I have a table of observations, or rather ‘grouped’ observations, where each group represents a deal, and each row representing a product. But the prediction is to be done at a Deal level. Below is the sample dataset.
Sample Dataset :
df = pd.DataFrame({'deal': ['deal1', 'deal1', 'deal2', 'deal2', 'deal3', 'deal3'],
'product': ['prd_1', 'prd_2', 'prd_1', 'prd_2', 'prd_1', 'prd_2'],
'Quantity': [2, 1, 5, 3, 6, 7],
'Total Price': [10, 7, 25, 24, 30, 56],
'Result': ['Won', 'Won', 'Lost','Lost', 'Won', 'Won']})
My Approach:
Flatten the data to get one observation per row using pivot_table
, so that we get one row per Deal, and then proceed with the classification modelling, probably a logistic regression or gradient boosting.
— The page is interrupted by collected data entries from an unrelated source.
PR #3652, opened 2025-12-31
[tooltip][popover] Refactor popup auto resize logic

atomiks:
- Moves `usePopupAutoResize()` into `Viewport` part for treeshaking when it's not being used.
- Ensures `translate()` positioning is used instead of `top`/`left` if the `Viewport` part is missing. This should solve things like this https://x.com/sajadevo_/status/2004063902636945842 (I have no way to verify though) because it rounds to the device's subpixel grid instead of being totally unrounded. This also ensures you can use detached triggers without needing to specify `--popup-width/--positioner-width` etc. variables as it's explicitly opt-in.

### DIFF
--- a/packages/react/src/popover/viewport/PopoverViewport.tsx
+++ b/packages/react/src/popover/viewport/PopoverViewport.tsx
@@ -6,12 +6,15 @@ import { usePreviousValue } from '@base-ui/utils/usePreviousValue';
 import { useIsoLayoutEffect } from '@base-ui/utils/useIsoLayoutEffect';
 import { useStableCallback } from '@base-ui/utils/useStableCallback';
 import { usePopoverRootContext } from '../root/PopoverRootContext';
+import { usePopoverPositionerContext } from '../positioner/PopoverPositionerContext';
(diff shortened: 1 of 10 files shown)


packages/react/src/popover/viewport/PopoverViewport.tsx
```diff
@@ -90,31 +105,18 @@ export const PopoverViewport = React.forwardRef(function PopoverViewport(
...
-    nextDimensions: Dimensions;
-  };
-
-  const handleMeasureLayoutComplete = useStableCallback((data: MeasureLayoutCompleteData) => {
-    currentContainerRef.current?.style.removeProperty('animation');
-    currentContainerRef.current?.style.removeProperty('transition');
-
-    previousContainerRef.current?.style.removeProperty('display');
+  const handleMeasureLayoutComplete = useStableCallback(
+    (previousDimensions: Dimensions | null, _nextDimensions: Dimensions) => {
```
michaldudak: _nextDimensions seems unused

PR #3654, opened 2026-01-01
[menu][popover][combobox] Fix focus guard handling

atomiks:

Fixes a few issues with the focus guards:

- Tabbing out of a Popover gets stuck on the focus guard in Safari  (or moving virtual cursor out of a Popover on iOS)
- Tabbing out of a Menu inside a Popover incorrectly restores focus to the popover container instead of the next tabbable
- Tabbing out of a Combobox input whose popover is open should close the popup when focus lands on the Popover trigger (when it's the first tabbable element or the last one, when tabbing forward)

https://deploy-preview-3654--base-ui.netlify.app/experiments/popup-tabbing

### DIFF
--- a/packages/react/src/menu/trigger/MenuTrigger.tsx
+++ b/packages/react/src/menu/trigger/MenuTrigger.tsx
@@ -207,7 +207,7 @@ export const MenuTrigger = React.forwardRef(function MenuTrigger(
   });
 
   const focus = useFocus(floatingRootContext, {
-    enabled: !disabled && ((!isInMenubar && isOpenedByThisTrigger) || parentMenubarHasSubmenuOpen),
+    enabled: !disabled && parentMenubarHasSubmenuOpen,
   });
 
   const mixedToggleHandlers = useMixedToggleClickHandler({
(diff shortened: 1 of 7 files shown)


packages/react/src/menu/trigger/MenuTrigger.tsx
```diff
@@ -292,7 +292,9 @@ export const MenuTrigger = React.forwardRef(function MenuTrigger(
         );
       });
 
-      let nextTabbable = getTabbableAfterElement(triggerElementRef.current);
+      let nextTabbable = getTabbableAfterElement(
+        store.context.triggerFocusTargetRef.current || triggerElementRef.current,
+      );
```
atomiks, line 297: In Safari, `aria-hidden={false}` on the focus guard, so it should look for next tabbable starting from (after) the focus guard

packages/react/src/menu/trigger/MenuTrigger.tsx
```diff
@@ -207,7 +207,7 @@ export const MenuTrigger = React.forwardRef(function MenuTrigger(
   });
 
   const focus = useFocus(floatingRootContext, {
-    enabled: !disabled && ((!isInMenubar && isOpenedByThisTrigger) || parentMenubarHasSubmenuOpen),
+    enabled: !disabled && parentMenubarHasSubmenuOpen,
```
atomiks, line 210: This otherwise causes  <kbd>Shift + Tab</kbd> not to close the popup when focus lands back on the trigger in Menu; seems to still pass all Menubar tests

atomiks:
@LukasTy can't reproduce anymore after rebasing with main 🤔 

I [noticed a bug with React hydration](https://github.com/vercel/next.js/issues/84029#issuecomment-3565082492) would break the behavior in dev mode though, when the hydration error appeared in the console

LukasTy:
@atomiks I can confirm that it works as expected in Firefox on https://master--base-ui.netlify.app/experiments/popup-tabbing.
However, Safari's behavior still seems somewhat strange, but I always found its focus management especially strange. 🙈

But in the above case we had:
1 column (product, with 2 unique values) to be pivoted
2 measures (Quantity and Price) as the series/values.
resulting in 4 columns. The Wide format table is shown below:
Question/Problem/Thought:
Is this always the best way in cases like these? The problem (or maybe not?) I see is when number of columns to be pivoted is more than 1 and also if its combination of unique values in it is more, the table may get very very wide!
I would be grateful to hear alternative efficient ways to prepare the dataset to train, if any!